***** EXTRACTED MATERIAL *****

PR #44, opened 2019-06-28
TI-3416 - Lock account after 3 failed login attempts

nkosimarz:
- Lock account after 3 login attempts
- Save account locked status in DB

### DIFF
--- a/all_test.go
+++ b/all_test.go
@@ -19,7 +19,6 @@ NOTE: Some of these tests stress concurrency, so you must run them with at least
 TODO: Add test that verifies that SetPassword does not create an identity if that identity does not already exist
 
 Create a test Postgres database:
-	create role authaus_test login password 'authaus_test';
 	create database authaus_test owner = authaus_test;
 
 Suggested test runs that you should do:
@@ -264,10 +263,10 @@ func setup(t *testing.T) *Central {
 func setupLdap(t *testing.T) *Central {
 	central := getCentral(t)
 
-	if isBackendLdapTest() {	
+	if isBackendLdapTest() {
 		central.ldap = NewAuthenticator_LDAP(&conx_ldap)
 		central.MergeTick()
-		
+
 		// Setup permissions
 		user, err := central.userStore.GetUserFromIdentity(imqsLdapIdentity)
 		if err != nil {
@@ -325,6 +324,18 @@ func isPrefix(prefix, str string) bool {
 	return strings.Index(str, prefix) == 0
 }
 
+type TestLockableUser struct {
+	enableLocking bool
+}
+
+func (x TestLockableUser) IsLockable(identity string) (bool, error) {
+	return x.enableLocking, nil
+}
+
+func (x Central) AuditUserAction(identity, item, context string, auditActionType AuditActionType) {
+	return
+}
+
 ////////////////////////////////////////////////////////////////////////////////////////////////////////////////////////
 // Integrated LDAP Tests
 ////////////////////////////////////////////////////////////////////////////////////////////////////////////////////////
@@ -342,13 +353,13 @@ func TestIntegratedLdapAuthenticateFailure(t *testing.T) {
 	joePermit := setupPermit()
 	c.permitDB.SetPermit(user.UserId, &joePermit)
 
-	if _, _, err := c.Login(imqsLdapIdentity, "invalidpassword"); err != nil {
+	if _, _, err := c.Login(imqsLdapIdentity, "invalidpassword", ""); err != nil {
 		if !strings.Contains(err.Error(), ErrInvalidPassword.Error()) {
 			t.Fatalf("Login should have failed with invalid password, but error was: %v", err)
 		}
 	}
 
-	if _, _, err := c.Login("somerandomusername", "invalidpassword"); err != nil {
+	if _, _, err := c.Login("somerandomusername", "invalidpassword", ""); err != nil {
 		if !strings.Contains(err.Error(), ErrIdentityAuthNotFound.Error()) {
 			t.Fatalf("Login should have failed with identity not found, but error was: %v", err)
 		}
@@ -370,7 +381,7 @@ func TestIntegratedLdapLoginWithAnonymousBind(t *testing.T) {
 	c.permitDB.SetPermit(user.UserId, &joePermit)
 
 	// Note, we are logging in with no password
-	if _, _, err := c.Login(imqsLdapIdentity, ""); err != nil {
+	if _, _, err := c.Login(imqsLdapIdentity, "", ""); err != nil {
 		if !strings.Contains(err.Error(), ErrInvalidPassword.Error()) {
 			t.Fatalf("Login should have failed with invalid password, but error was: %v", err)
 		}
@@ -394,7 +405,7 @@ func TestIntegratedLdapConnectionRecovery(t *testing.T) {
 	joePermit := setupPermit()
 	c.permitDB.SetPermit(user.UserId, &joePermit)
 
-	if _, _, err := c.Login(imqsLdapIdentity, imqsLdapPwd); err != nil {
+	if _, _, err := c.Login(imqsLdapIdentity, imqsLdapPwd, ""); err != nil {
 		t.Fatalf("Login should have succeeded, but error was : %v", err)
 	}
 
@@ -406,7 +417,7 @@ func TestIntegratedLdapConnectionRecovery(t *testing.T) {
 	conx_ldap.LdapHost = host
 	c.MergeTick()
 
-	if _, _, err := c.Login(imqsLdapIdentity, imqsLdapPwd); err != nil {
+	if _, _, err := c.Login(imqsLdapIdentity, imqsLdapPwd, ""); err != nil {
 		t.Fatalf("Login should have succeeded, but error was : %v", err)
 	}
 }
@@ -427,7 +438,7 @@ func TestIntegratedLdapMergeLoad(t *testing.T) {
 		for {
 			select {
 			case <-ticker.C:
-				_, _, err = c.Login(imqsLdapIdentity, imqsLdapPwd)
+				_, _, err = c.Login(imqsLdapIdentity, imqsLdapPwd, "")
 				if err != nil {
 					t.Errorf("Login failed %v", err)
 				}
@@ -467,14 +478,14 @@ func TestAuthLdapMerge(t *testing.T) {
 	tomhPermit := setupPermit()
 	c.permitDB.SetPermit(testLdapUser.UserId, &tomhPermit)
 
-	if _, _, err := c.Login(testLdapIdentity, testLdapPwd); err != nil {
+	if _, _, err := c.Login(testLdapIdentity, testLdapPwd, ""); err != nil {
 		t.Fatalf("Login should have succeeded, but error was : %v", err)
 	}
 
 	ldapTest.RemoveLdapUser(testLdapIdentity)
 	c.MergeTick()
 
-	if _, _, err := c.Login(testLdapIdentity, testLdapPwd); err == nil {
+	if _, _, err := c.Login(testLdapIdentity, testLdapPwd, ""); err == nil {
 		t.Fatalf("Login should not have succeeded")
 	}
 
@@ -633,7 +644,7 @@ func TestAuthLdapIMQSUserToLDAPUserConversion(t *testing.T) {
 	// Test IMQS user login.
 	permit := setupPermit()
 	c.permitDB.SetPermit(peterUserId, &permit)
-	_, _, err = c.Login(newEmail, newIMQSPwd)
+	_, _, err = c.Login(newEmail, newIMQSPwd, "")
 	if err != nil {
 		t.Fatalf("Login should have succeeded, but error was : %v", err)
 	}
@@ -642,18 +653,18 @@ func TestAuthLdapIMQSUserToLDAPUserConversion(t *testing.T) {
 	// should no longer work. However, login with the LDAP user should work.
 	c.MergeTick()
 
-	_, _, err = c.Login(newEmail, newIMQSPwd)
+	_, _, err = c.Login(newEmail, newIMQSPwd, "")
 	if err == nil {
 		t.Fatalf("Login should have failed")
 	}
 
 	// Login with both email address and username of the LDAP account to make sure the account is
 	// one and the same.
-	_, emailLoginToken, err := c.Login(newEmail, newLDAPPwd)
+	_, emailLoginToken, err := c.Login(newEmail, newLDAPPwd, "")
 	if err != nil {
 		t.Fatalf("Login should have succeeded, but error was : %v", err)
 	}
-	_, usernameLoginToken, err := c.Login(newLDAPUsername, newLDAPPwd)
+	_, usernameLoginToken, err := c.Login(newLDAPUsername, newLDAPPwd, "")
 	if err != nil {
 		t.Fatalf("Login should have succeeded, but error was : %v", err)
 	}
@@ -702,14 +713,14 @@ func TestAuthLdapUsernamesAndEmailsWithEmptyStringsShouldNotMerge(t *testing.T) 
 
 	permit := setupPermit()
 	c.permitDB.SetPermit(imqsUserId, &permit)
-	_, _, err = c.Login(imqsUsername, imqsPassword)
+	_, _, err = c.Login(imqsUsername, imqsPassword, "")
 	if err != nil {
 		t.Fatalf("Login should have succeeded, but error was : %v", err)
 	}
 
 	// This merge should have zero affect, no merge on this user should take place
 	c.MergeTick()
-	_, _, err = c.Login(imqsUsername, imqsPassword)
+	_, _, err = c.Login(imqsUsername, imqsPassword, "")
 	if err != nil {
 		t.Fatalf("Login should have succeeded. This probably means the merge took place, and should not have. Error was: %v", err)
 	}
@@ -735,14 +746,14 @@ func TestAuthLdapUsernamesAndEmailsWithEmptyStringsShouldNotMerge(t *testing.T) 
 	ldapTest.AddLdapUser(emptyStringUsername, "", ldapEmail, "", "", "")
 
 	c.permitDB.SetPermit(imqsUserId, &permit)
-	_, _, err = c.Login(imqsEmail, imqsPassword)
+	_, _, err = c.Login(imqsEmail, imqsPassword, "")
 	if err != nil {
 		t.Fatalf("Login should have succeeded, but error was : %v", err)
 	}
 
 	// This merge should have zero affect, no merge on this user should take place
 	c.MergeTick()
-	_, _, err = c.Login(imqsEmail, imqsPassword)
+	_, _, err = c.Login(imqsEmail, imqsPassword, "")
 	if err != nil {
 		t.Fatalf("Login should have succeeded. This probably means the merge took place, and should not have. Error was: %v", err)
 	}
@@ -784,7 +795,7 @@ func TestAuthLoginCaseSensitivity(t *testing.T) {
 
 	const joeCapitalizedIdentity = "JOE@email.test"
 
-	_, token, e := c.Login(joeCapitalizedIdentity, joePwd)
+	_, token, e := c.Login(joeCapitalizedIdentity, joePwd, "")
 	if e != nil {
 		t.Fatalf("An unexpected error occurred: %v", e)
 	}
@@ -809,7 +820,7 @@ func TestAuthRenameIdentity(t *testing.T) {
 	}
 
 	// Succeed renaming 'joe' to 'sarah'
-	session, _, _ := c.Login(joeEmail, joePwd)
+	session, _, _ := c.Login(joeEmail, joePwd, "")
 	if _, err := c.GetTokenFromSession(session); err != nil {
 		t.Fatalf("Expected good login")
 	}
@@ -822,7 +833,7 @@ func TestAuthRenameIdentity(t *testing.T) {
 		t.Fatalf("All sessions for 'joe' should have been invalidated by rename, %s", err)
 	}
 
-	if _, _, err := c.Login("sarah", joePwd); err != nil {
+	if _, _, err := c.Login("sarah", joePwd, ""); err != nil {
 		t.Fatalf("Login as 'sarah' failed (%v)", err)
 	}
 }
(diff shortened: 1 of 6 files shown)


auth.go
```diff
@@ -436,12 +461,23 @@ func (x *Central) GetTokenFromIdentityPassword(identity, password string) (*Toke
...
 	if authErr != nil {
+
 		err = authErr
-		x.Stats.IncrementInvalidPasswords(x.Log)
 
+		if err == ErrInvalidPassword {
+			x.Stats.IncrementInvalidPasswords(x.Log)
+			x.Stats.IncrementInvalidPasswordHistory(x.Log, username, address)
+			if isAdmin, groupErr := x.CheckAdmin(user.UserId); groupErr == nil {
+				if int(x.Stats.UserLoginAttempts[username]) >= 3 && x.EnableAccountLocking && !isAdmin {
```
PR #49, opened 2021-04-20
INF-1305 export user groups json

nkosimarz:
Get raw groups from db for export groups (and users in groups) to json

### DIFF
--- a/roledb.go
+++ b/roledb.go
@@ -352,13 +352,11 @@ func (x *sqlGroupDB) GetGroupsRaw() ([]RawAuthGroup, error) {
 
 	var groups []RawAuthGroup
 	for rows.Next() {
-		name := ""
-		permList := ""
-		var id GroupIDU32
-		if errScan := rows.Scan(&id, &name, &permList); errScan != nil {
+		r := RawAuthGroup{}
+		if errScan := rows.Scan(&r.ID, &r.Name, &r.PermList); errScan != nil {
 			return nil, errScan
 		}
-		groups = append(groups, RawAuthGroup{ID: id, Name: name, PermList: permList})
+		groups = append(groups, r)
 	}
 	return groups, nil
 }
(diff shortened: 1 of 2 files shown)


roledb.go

*****

WHAT IS BEING ASKED >> Return each line of the records above in which the word "somerandomusername" occurs.

YOUR RESPONSE >>
-	if _, _, err := c.Login("somerandomusername", "invalidpassword"); err != nil {
+	if _, _, err := c.Login("somerandomusername", "invalidpassword", ""); err != nil {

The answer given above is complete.